Ната покрутила головой.
— Странно, я тебя не помню, но ты есть в моих контактах. И ты единственный, кто сейчас онлайн. Ты знаешь, что происходит? Сначала свет погас, потом у меня исчезли все люди… Отвалились от стрима. Что?
Егор показал на потолок пальцем.
— Слышишь? — сказал он.
— Что слышу?
— Тишина, — хрипло сказал Егор.
В окрестных домах погас свет. Исчезли все звуки. Сосед перестал сверлить. Лифт не двигается. Мертвая тишина.
Новостные сайты молчат.
— У тебя тоже? — спросил Егор.
Ната удивленно прислушалась.
— Да! То же самое!
Егор вошел в интернет. На страничке Наты перестал щелкать счетчик лайков. Ни одного нового комментария. В мессенджере все огоньки красные. Никого в сети. Мертво. Пусто. Общий офлайн.
— Я сейчас!
Егор подошел к окну, выглянул. Так и есть. Все дома вокруг стоят темные и мертвые, словно покинутые людьми. Егор поежился. Мрачная картина. Ничего, вот включат у них свет, как включили здесь, — и все изменится. Люди там, наверное, смотрят на окна Егорова дома и завидуют.
«Поскорее бы». Холодок пробежал по затылку.
Вдруг загорелся вызов. «Алим». Егор нажал присоединить Алима к чату. Взъерошенный подросток чуть не подпрыгивал.
— Егор! Ты видел! Это что, из-за…
«…нас?»
Егор не дал ему договорить.
— Алим! У нас гости.
Ната оглядела обоих.
— Кто-нибудь вообще понимает, что происходит? — спросила она. Помахала Алиму: — Привет!
Алим открыл рот.
— При… вет. Это же ты! Небесная тян!
Ната не поняла.
— Что?.. Только у меня проблемы с сетью?
Егор набрал в поиске: «Проблемы скайп не работает».
На его удивление, поиск функционировал. Егор пробежал глазами. Строчки бесполезных статей — за прошлый год, за три года назад. Егор проматывал, затем сделал сортировку по дате. Нет, ничего свежее месячной давности статей на эту тему нет.
В скайпе загорается вызов от Gerasim67. Статус «Поздравляю, вы сломали систему». Еще один псих, подумал Егор. Вроде нашего Алима.
Егор нажал «добавить в чат». Даже псих лучше, чем ничего.

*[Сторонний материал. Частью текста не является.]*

PR #1500, opened 2018-08-10
Added CD (Continuous Deployment) snap packaging support

deepsidhu1313:
* Added required files to create a snap package. Launchpad account will automate the build whenever code is committed to git repo

# What is a snap?

A snap :
* is a squashFS filesystem containing your app code and a snap.yaml file containing specific metadata. It has a read-only file-system and, once installed, a writable area.
* is self-contained. It bundles most of the libraries and run-times it needs and can be updated and reverted without affecting the rest of the system.
* is confined from the OS and other apps through security mechanisms, but can exchange content and functions with other snaps according to fine-grained policies controlled by the user and the OS defaults.

//TODO
* Try reducing the size of final snap packages by removing unnecessary packages from priming stage

Signed-off-by: Navdeep Singh Sidhu <deepsidhu1313@users.noreply.github.com>

### DIFF
--- a/snap/snapcraft.yaml
+++ b/snap/snapcraft.yaml
@@ -1,0 +1,130 @@
+          name:                   sqlitebrowser  # the name of the snap
+          # version:                3.10.1  # the version of the snap
+          version: master
+          version-script:  printf "`cat currentrelease | head -n 1 `-` git -C . rev-parse --short HEAD`"
+
+          summary:                DB browser for Sqlite  # 79 char long summary
+          description:            GUI editor for SQLite databases  # a longer description for the snap
+          confinement:            strict  # use "strict" to enforce system access only via declared interfaces
+
+          grade:                  devel
+          icon:                   images/sqlitebrowser.svg
+          type:                   app
+
+          apps:
+            sqlitebrowser:
+              command:            desktop-launch $SNAP/wrappers/sqlitebrowser
+              desktop:            share/applications/sqlitebrowser.desktop
+              environment:
+                TMPDIR:           $XDG_RUNTIME_DIR
+              plugs:
+                # - browser-support
+                - desktop
+                # - gsettings
+                - home
+                # - network
+                # - opengl
+                - unity7
+                # - wayland
+                - x11
+                - removable-media
+                # - ssh-keys
+
+          build-packages:
+              - build-essential
+              - g++
+              - qtbase5-dev
+              - qttools5-dev
+              - qttools5-dev-tools
+              - libsqlite3-dev
+              - cmake
+              - libantlr-dev
+              - libsqlcipher-dev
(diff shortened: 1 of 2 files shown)


snap/snapcraft.yaml
```diff
@@ -0,0 +1,130 @@
+          name:                   sqlitebrowser  # the name of the snap
+          # version:                3.10.1  # the version of the snap
+          version: master
+          version-script:  printf "`cat currentrelease | head -n 1 `-` git -C . rev-parse --short HEAD`"
+
+          summary:                DB browser for Sqlite  # 79 char long summary
```
justinclift: Should probably be "DB Browser for SQLite". :smile:

justinclift:
Good stuff @deepsidhu1313. :smile:

Apart from the one wording adjustment, this looks good to me. Should we merge this now (after the wording update), or wait until the TODO item is done?

snap/snapcraft.yaml
deepsidhu1313: Sure i will make that change.

snap/snapcraft.yaml
```diff
@@ -1,10 +1,22 @@
...
-          # version:                3.10.1  # the version of the snap
-          version: master
-          version-script:  printf "`cat currentrelease | head -n 1 `-` git -C . rev-parse --short HEAD`"
+          # version:              3.10.1  # the version of the snap
+          version:                master
+          version-script:         printf "`cat currentrelease | head -n 1 `-`git rev-list master --count`-` git -C . rev-parse --short HEAD`"
 
-          summary:                DB browser for Sqlite  # 79 char long summary
-          description:            GUI editor for SQLite databases  # a longer description for the snap
+          summary:                DB browser for SQLite  # 79 char long summary
```
justinclift: "browser" -> "Browser" :wink:

justinclift:
With the newly added shell script code, is there a source URL for it?

Just thinking we should probably check the license of the source first, just to be on the safe side.

And no, I'm not adding roadblocks on purpose.  I'd like to see this merged too. :smile:

deepsidhu1313:
That's ok. I am learning new things here !! :smile:

justinclift:
Awesome.  It's [even MIT licensed](https://github.com/snapcrafters/gimp/blob/381bef98fcad70b44f63baef089492fb589cdd0d/LICENSE), so there's no worries about licensing.  That's good news.

Let me know when you want this merged, and I'll press the button. :grinning:

deepsidhu1313:
Good to go Justin !!

justinclift:
Done.  Thanks heaps @deepsidhu1313. :smile:

I guess we should add this to the README and main website now too?  Want to make another PR or two for those bits?

Issue #1511, opened 2018-08-21
Deleting a tuple that has a Foreign Key constraint correctly fails, but it is removed from the filter


dmgerman:
Details for the issue
--------------------

#### What did you do?

Assume the following schema:

create table parent (a int, primary key a);
create table child(a int, b int, primary key (a,b), foreign key (a) references parent);

add values:

insert into parent values (1), (2), (3);
insert into child values (1,10), (2,20), (3,30);

make sure that the foreign key pragma is on.

now, try to delete a tuple in parent (any). it will get an error. This is ok.

the bug:

1. browsing parent, set the filter of attribute a with value equal 1, you will see only one tuple.
2. delete that tuple

you will get an error, this is ok

3. (after the error) the tuple is no longer in the filter. it has disappeared.
4. reset the filter
5. filter again with attribute equal 1, the tuple is still there.

#### What did you expect to see?

The tuple I am trying to delete should always be displayed.

#### What did you see instead?

The tuple disappears from the view (but it has not been deleted)

Useful extra information
-------------------------

The info below often helps, please fill it out if you're able to. :)

#### What operating system are you using?

- [ ] Windows: ( _version:_ ___ )
- [ X] Linux: ( _distro: ubuntu 18.04_ ___ )
- [ ] Mac OS: ( _version:_ ___ )
- [ ] Other: ___

#### What is your DB4S version?

- [X ] 3.10.1
- [ ] 3.10.0
- [ ] 3.9.1
- [ ] Other: ___

#### Did you also

- [ ] Try out the latest nightly version: https://github.com/sqlitebrowser/sqlitebrowser#nightly-builds
- [ ] Search for an existing similar issue: https://github.com/sqlitebrowser/sqlitebrowser/issues?utf8=%E2%9C%93&q=is%3Aissue%20

justinclift:
As a general kind of thought, it's probably worth either grabbing a [recent nightly build](https://github.com/sqlitebrowser/sqlitebrowser#nightly-builds-1) or [building from source](https://github.com/sqlitebrowser/sqlitebrowser/blob/master/BUILDING.md#ubuntu-linux) yourself.  We've fixes a lot of foreign key bits since the last major release, so there's a decent chance this will already have been taken care of. :smile:

dmgerman:
ok, i'll give it a try and report back.

dmgerman:
The problem persists in the daily build: Version 3.10.99 (Aug 20 2018)

[...]

PR #1515, opened 2018-08-24
Issue #1511: failed deletion in the DB still deletes the rows from model

mgrojo:
If the deletion of a record is rejected by the SQLite3, for example, due to
the presence of Foreign Key constraints, the corresponding rows must not
be deleted from the model.

This change is simple and it's apparently working, but I open this pull request because I'm not sure of the
implications of removing the database records outside of the beginRemoveRows(...)..endRemoveRows() calls. Apparently there's no way to abort the deletion inside this block.

Another effective, but hard and inefficient, solution is to refresh the table automatically if the deletion
fails:
```diff
diff --git a/src/MainWindow.cpp b/src/MainWindow.cpp
index 0b23d6f..7d0f32e 100644
--- a/src/MainWindow.cpp
+++ b/src/MainWindow.cpp
@@ -741,6 +741,7 @@ void MainWindow::deleteRecord()
             if(!m_browseTableModel->removeRows(first_selected_row, selected_rows_count))
             {
                 QMessageBox::warning(this, QApplication::applicationName(), tr("Error deleting record:\n%1").arg(db.lastError()));
+                populateTable();
                 break;
             }
         }
```

### DIFF
--- a/src/sqlitetablemodel.cpp
+++ b/src/sqlitetablemodel.cpp
@@ -507,21 +507,27 @@ bool SqliteTableModel::removeRows(int row, int count, const QModelIndex& parent)
         return false;
     }
 
-    beginRemoveRows(parent, row, row + count - 1);
-
     QStringList rowids;
     for(int i=count-1;i>=0;i--)
     {
         if(m_cache.count(row+i)) {
             rowids.append(m_cache.at(row + i).at(0));
         }
-        m_cache.erase(row + i);
-        m_currentRowCount--;
     }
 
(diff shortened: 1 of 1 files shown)


MKleusberg:
Yep, this was definitely a problem and this looks like the correct way to fix it. There should be no problem removing the record from the database from outside the ```beginRemoveRows()...endRemoveRows()``` block because that block is only significant to the view and by extension to the data cache but not to the database in the background. So yeah, I'll just merge this without further ado :smile: Well spotted by the way :+1:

Загорелся четвертый экран. В камеру смотрел мощный старик с седой шевелюрой и бородой.
Ната вежливо кивнула:
— Добрый день. А вы кто?
Герасим толстым пальцем ткнул в надпись Gerasim67. Не очень-то вежливо.
— Очень приятно, — Ната сдержанно кивнула.
Алим никогда не отличался терпением.
— Герасим? ВТФ! А почему шестьдесят семь?
— Потому что живу давно. И потому что умный, — голос у старика оказался под стать внешности. Хриплый и умудренный.
— А! Это твой IQ.
Герасим покачал головой, усмехнулся.
— Не твой, а ваш. Ваш ай-кью, товарищ старпом, прекрасен и удивителен. Вот так надо. Андестенд, товарищ юнга?
— Вы настоящий капитан? — спросила Ната.
Старик засмеялся.
— Старший помощник капитана, юная леди. К вашим услугам. Арктический флот. Ходил от одной мерзлой параллели до другой мерзлой параллели. Топил вражеские суда…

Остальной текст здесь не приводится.